Die Samenhändlerin (German Edition)
schön, dafür aber umso inniger gesungen.
Nach kurzem Zögern stapfte er neugierig auf die Scheune zu.
»Kann ich Ihnen helfen, mein Herr?« Ohne den Hauch eines Erschreckens schaute die Frau von ihrer Arbeit auf und lächelte Valentin an, der verlegen hinter der Scheunenwand stand und am liebsten in einem Loch in der Erde verschwunden wäre.
»Ich … Es tut mir Leid, wenn ich Sie störe. Aber Sie haben so eindringlich gesungen!«, hörte er sich stottern. Piets Tochter! Krampfhaft versuchte er, sich an ihren Namen zu erinnern.
Sie lachte auf. Kleine Fältchen zogen sich dabei quer über ihre Nase, die in einem Meer von Sommersprossen zu ertrinken schien.
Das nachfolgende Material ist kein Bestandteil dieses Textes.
Issue #6223, opened 2022-08-31
requests.package.chardet* references not assigned correctly?


babyhoo976:
I found that packages.py is assigning sys.modules['requests.package.chardet'] over and over with different modules, is this intentional or a bug?

I looked at the code and this `target` variable confuses me, it is assigned again in loop and placed with itself(so completely?), looks like a name confliction to me. Code is referenced from installed version 2.28.1.
```
target = chardet.__name__
for mod in list(sys.modules):
    if mod == target or mod.startswith(f"{target}."):
        target = target.replace(target, "chardet")
        sys.modules[f"requests.packages.{target}"] = sys.modules[mod]
```

## Expected Result

every chardet.* package maps to requests.packages.chardet.* respectively

## Actual Result

only requests.package.chardet is assigned at last.

## Reproduction Steps

import requests
import sys
print([m for m in sys.modules if name.startswith('requests.packages.chardet')])

amkarn258:
Have proposed a fix here - https://github.com/psf/requests/pull/6562

nateprewitt:
Resolving as it appears #6562 ended up merged without closing this. Thanks @amkarn258!

PR #6562, opened 2023-10-30
every chardet package maps to requests.packages.chardet.* package respectively

amkarn258:
Added a fix for the issue mentioned here - https://github.com/psf/requests/issues/6223

Checked in the code, only one package of chardet was being mapped to requests.packages.chardet despite the for loop. 

Have added the fix so each chardet package maps to it's corresponding requests.packages.chardet.* respectively.


src/requests/packages.py
```diff
@@ -23,6 +23,5 @@
 target = chardet.__name__
 for mod in list(sys.modules):
     if mod == target or mod.startswith(f"{target}."):
-        target = target.replace(target, "chardet")
```
sigmavirus24, line 26: This is unfortunately necessary. This is necessary to support charset-normalizer. The idea here is to import charset if it's installed instead of chardet from this location for users.

This is why we look at `chardet.__name__` (to determine which is most important: https://github.com/psf/requests/blob/839a8edec37c81a18ac8332cfbd44f44e1ae6206/src/requests/packages.py#L8 )

So what we need to do is determine how we want to handle this appropriately.

The idea is that we have two values:

```py
target = "chardet"
target = "charset_normalizer"
```

In the former case if `mod.startswith("chardet.")` then we will be replacing `chardet` with `chardet`. In the latter case, we'd want to replace `charset_normalizer` with `chardet`.

amkarn258: Got it, but still the for loop seems necessary. It'll just be mapping the last package of chardet modules to chardet package of requests. 

If that is the expected behaviour then we can just assign the last package without running the for loop.

sigmavirus24: So I'm talking about the intent behind the line, there's obviously a bug in it. And I was trying to leave that as something for you to see for yourself.

The reality is that what we want is 

```py
sys.modules[f"requests.packages.{mod}"] = sys.modules[mod]
mod = mod.replace(target, "chardet")
sys.modules[f"requests.packages.{mod}"] = sys.modules[mod]
```

Because we may as well add charset normalizer in there but also, we want backwards compatibility with chardet

So it's a tiny bit obvious bug and we'd like the intended behavior fixed

amkarn258:
```
sys.modules[f"requests.packages.{mod}"]` = sys.modules[mod]
mod = mod.replace(target, "chardet")
sys.modules[f"requests.packages.{mod}"] = sys.modules[mod]
```

Doesn't make sense, since then the mod will itself change to chardet and will throw a keyerror. 

Have added the support for both chardet and charset_normalizer in the latest commit, with this change - 

```
sys.modules[f"requests.packages.{mod}"] = sys.modules[mod]
target = target.replace(target, "chardet")
sys.modules[f"requests.packages.{target}"] = sys.modules[mod]
```

src/requests/packages.py
```diff
@@ -24,4 +24,6 @@
 for mod in list(sys.modules):
     if mod == target or mod.startswith(f"{target}."):
         sys.modules[f"requests.packages.{mod}"] = sys.modules[mod]
+        target = target.replace(target, "chardet")
```
sigmavirus24, line 27:
```suggestion
        mod = mod.replace(target, "chardet")
```

src/requests/packages.py
sigmavirus24: Correct, it won't find the module, but it's still very wrong to do `target.replace(target, "chardet")`

src/requests/packages.py
```diff
@@ -23,6 +23,7 @@
 target = chardet.__name__
 for mod in list(sys.modules):
     if mod == target or mod.startswith(f"{target}."):
+        sys.modules[f"requests.packages.{mod}"] = sys.modules[mod]
         target = target.replace(target, "chardet")
         sys.modules[f"requests.packages.{target}"] = sys.modules[mod]
```
sigmavirus24:
```suggestion
        imported_mod = sys.modules[mod]
        sys.modules[f"requests.packages.{mod}"] = imported_mod
        mod = mod.replace(target, "chardet")
        sys.modules[f"requests.packages.{mod}"] = imported_mod
```

sigmavirus24:
Your PR as is will _still_ have the same issue you reported and does not fix it. I've added a suggestion

amkarn258:
Same checks are failing on the main branch - https://github.com/psf/requests/issues/6566

I think the issue is with werkzeug latest version which gets downloaded due to dependency with `httpbin`

amkarn258:
Is there anything more required in this PR to be merged? Or is it on standby until the httpbin issue gets resolved @sigmavirus24

sigmavirus24:
closing & reopening to trigger new build

PR #6563, opened 2023-10-31
Optimized 2 functions + added Doc Strings + fixed formatting issues(non-technical just prettyness issues)

HPD1155:
Optimized the following functions
- `help._implementation()` - Made it faster, doesn't really make an effect but nice to have. `Confirmed to still work on my system`
- `utils.urldefragauth(url)` -  removes the fragment and authentication parts from a URL in a more concise and efficient manner by directly modifying the `netloc` variable and avoiding unnecessary assignments. `Confimed to still work on my system`

Added or modified doc strings:
- `exceptions.JSONDecodeError()` - Capitalized json -> JSON so it matches the rest of the code in that file.
- `status_codes.py` - Modified some of the formatting for the code, so they all match. (No random lines of code that use multiline args )
- Added a few doc strings to functions in `utils.py`
- Added a doc string to `test_lowlevel.test_json_decode_compatibility_for_alt_utf_encodings()

### DIFF
--- a/src/requests/exceptions.py
+++ b/src/requests/exceptions.py
@@ -29,13 +29,13 @@ class InvalidJSONError(RequestException):
 
 
 class JSONDecodeError(InvalidJSONError, CompatJSONDecodeError):
-    """Couldn't decode the text into json"""
+    """Couldn't decode the text into JSON"""
 
     def __init__(self, *args, **kwargs):
         """
         Construct the JSONDecodeError instance first with all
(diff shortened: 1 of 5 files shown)


sigmavirus24:
Thanks for the contribution. Unfortunately we don't accept cleaned charges and changing the names of exception classes is a backwards incompatible change we will not accept. Finally the formatting changes you made conflict with black which we use to format the entire codebase

PR #6574, opened 2023-11-16
Fix missing space in error message

msea1:
InvalidHeader got a smushed together error message due to no trailing space on first line.


nateprewitt (approved):
Thanks, @msea1

PR #6579, opened 2023-11-20
Call url.lower() once inside get_adapter

bfontaine:
This is a re-proposal of https://github.com/psf/requests/pull/5497 three years later. The typical use-case for adaptaters is to create one and then mount it for both `http://` and `https://`. When using https:// URLs, this result in two calls to `url.lower()`, whereas with the optimization by @dbaxa this is computed only once.
IMHO the `prefix.lower()` thing should also be computed only once when we add the adapter, but I don’t know if this could break some code.

### DIFF
--- a/src/requests/sessions.py
+++ b/src/requests/sessions.py
@@ -784,8 +784,9 @@ class Session(SessionRedirectMixin):
 
         :rtype: requests.adapters.BaseAdapter
         """
+        lower_url = url.lower()
         for prefix, adapter in self.adapters.items():
-            if url.lower().startswith(prefix.lower()):
+            if lower_url.startswith(prefix.lower()):
                 return adapter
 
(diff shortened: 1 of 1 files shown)


sigmavirus24:
@bfontaine the real issue here is that in the past reasonable, low risk changes like this lead to nonsensical "optimization" PRs that do break things and otherwise look low risk. As with this PR there are no benchmarks showing the actual improvement. And we have a dependency preventing our CI from being reliable. Finally, in general small improvements like this if we start accepting them add up and obfuscate the history of the project which given it's complexity is helpful for Nate and I in our very limited time

bfontaine:
Understood. From my quick benchmark the performance gain would be of 0.05s for 1M requests, which is nothing. Sorry for the noise.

»Eindringlich gesungen – wie schmeichelhaft! Mein Vater sagt immer, wenn ich singe, schrumpeln die Zwiebeln in ihren Körben zusammen. Aber ich mache mir nichts daraus! Wollen Sie zu ihm?«
Valentin trat von einem Bein aufs andere. »Ich …«
Sie seufzte übertrieben. »Sie wollen zu ihm, das habe ich mir doch gedacht! Sie gehören also auch zu denen, die lieber mit dem Drehorgelspieler als mit dem Affen sprechen!« Mit einer resignierenden Geste hob sie die Schultern. »Mein Vater ist gerade beim Verladen, ich glaube sogar, es handelt sich dabei um die Ware, die er für Sie direkt nach Böhmen schicken soll. Aber er dürfte bald wieder hier sein. Vielleicht kann ich Sie in der Zwischenzeit für meinen Rummel interessieren?« Sie zeigte aufdie Körbe voller Tulpenzwiebeln, die vor ihr auf dem Boden standen.
Ratlos kratzte sich Valentin am Kopf. Wie sollte er ihr den Umstand erklären, dass sie ihre Geschäfte zwar längst abgeschlossen hatten, er aber noch immer auf dem Hof weilte?
»Das ist Rummel ? Ich dachte, dabei handelt es sich um minderwertige Ware. Diese Zwiebeln scheinen mir jedoch von guter Qualität zu sein!«, plapperte er drauflos, nur, um irgendetwas zu sagen. Und um von seinem Blick abzulenken, der an ihr klebte wie eine Fliege am Honigfass. Er empfand sich selbst als unhöflich, konnte aber nichts dagegen tun. Inzwischen war ihm ihr Name wieder eingefallen: Margarita, fast wie die Blume.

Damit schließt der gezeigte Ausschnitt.